* [Task requirements] State how many lines of the data below hold the string "actions", giving nothing but the number.
Segment Start: Input
PR #1495, opened 2021-04-26
[cinder-csi-plugin] Add log for POST and DELETE actions

jichenjc:
add logs so it's easier to track what we do on create/delete actions

fixes #

**Release note**:

```release-note
NONE
```


pkg/csi/cinder/controllerserver.go
```diff
@@ -312,6 +314,8 @@ func (cs *controllerServer) ListVolumes(ctx context.Context, req *csi.ListVolume
 }
 
 func (cs *controllerServer) CreateSnapshot(ctx context.Context, req *csi.CreateSnapshotRequest) (*csi.CreateSnapshotResponse, error) {
+	klog.V(4).Infof("Createsnapshot: called with args %+v", protosanitizer.StripSecrets(*req))
```
Fedosin, line 317: "CreateSnapshot"

Fedosin (changes requested):
One nit with "Createsnapshot" and it's ready to go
Segment End: Input
* [Response area] 2